Closed jairideout closed 6 years ago

jairideout commented 9 years ago

Metadata is handled differently depending on underlying file format (JSON or HDF5).

This is related to a previous issue (#585) and fix (#589). The original issue occurred in QIIME's rarefaction unit tests (https://github.com/biocore/qiime/issues/1918).

Example:

Create an in-memory table with metadata as a list of empty dictionaries. Write this table as JSON and HDF5. Read the two tables back into memory and compare to the original table. The JSON table is equal to the in-memory table, but the HDF5 table is not because the metadata differ (None vs. a list of defaultdicts):

In [1]: from biom.table import Table

In [2]: import numpy as np

In [3]: t = Table(np.array([[2,1,0],[0,5,0],[0,3,0],[1,2,0]]), list('bacd'), list('YXZ'), observation_metadata=[{}, {}, {}, {}], sample_metadata=[{}, {}, {}])

In [4]: with open('json.biom', 'w') as f:
   ...:     t.to_json('me', f)
   ...:

In [5]: from biom.util import biom_open

In [6]: with biom_open('hdf5.biom', 'w') as f:
   ...:     t.to_hdf5(f, 'me', True)
   ...:

In [7]: from biom import load_table

In [8]: json_table = load_table('json.biom')

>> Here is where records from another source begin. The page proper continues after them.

PR #161, opened 2023-08-02
Build `latest` docker container from master not `develop` branch

### LINKED ISSUE #160: precice/fenics-adapter:latest is not stable but the develop release
Contrary to expectation the docker container published with tag `latest` seems to be the same as `develop`. 
It should however use the main/master to build. 
We need this to have a stable version compatible with precicev2 to test in the system tests.

valentin-seitz:
Should fix #160 
Here a similar idea to the python-bindings applies: 
I Made the Workflow a bit more usable via the manual dispatch and also split up `latest` and `develop` tags accordingly. 

Additionally the Dockerfile is more in line with the current approach to Dockerfiles used in the Systemtestsv2

### DIFF
--- a/.github/workflows/build-docker.yml
+++ b/.github/workflows/build-docker.yml
@@ -24,11 +24,15 @@ jobs:
       - name: Set branch name for manual triggering
         if: github.event_name == 'workflow_dispatch'
         shell: bash
-        run: echo "branch=${{ inputs.branch }}" >> $GITHUB_ENV    
+        run: | 
+          echo "ADAPTER_REF=${{ inputs.branch }}" >> $GITHUB_ENV
+          echo "PYTHON_REF=latest" >> $GITHUB_ENV       
       - name: Set branch name for on pull triggering
         if: github.event_name != 'pull_request' && github.event_name != 'workflow_dispatch'
         shell: bash
-        run: echo "branch=${{ github.ref_name }}" >> $GITHUB_ENV    
+        run: |
+          echo "ADAPTER_REF=${{ github.ref_name }}" >> $GITHUB_ENV
+          echo "PYTHON_REF=develop" >> $GITHUB_ENV          
       - name: Checkout Repository
         uses: actions/checkout@v2
       - name: Set up Docker Buildx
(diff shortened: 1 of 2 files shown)


valentin-seitz:
I dont know about the checks: The Linting complains about missing links. So for me it seems that its not related to this PR.

MakisH (approved):
The changes make sense to me. :+1:

I guess this is still draft as it depends on https://github.com/precice/python-bindings/pull/186

> I dont know about the checks: The Linting complains about missing links. So for me it seems that its not related to this PR.

They are indeed unrelated (and need to be updated). The tests also fail because the configurations have yet to be ported to preCICE v3.

@IshaanDesai I let you do the merging.

valentin-seitz:
I just created the merge to master because the the workflows that are "normally" triggered are the ones available on master. 
But this could go to develop when the workflow is not started now from master and therefore overriding the image with the`latest` tag again .

MakisH:
I understand that there is no reason (anymore) to target `master`, so let's just change the target branch to `develop` and merge.

@valentin-seitz you can change the target branch by clicking "Edit" on the top.

IshaanDesai:
I pointed the PR to develop. It is still draft, but is this ready for review and merging?

valentin-seitz:
> I pointed the PR to develop. It is still draft, but is this ready for review and merging?

This is indeed ready for merging. 
Note that similar to the python-bindings, this will change will not be effective until its merged to master.

IshaanDesai:
> Note that similar to the python-bindings, this change will not be effective until its merged to master.

Do we need this to work before version 3 of all downstream packages are released?

valentin-seitz:
> > Note that similar to the python-bindings, this change will not be effective until its merged to master.
> 
> Do we need this to be effective before version 3 of all downstream packages are released?

From my perspective: not really. I currently rely on the `latest` tag to be compatible with v2 but i can easily re trigger the publishing of the image with the `latest` tag manually

MakisH:
We don't need to update `master`, but I guess we can already merge this, right? If yes, @IshaanDesai I leave it up to you.

IshaanDesai (approved):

In [9]: hdf5_table = load_table('hdf5.biom')

In [10]: json_table.descriptive_equality(t)
Out[10]: 'Tables appear equal'

In [11]: hdf5_table.descriptive_equality(t)
Out[11]: 'Observation metadata are not the same'

cc @josenavas @gregcaporaso @Jorge-C

wasade commented 9 years ago

Ping on this. We're doing a release for #599 relatively soon, so it would be good to lump in other bug fixes if they're attainable on short order

wasade commented 8 years ago

I'm really not sure what the best solution is here. I think the JSON formatter is actually incorrect as there isn't metadata to store since the dicts are empty. We don't have a way to represent this in HDF5 as the metadata are datasets named by their key, which doesn't exist.

I see two options here, either add a check into the JSON formatter for this edge case, or add a check into the constraints on table metadata such that, if all data are empty, that we set the metadata on an axis to be None. The latter is kind of nice but without immutability, I don't know if we can actually enforce it.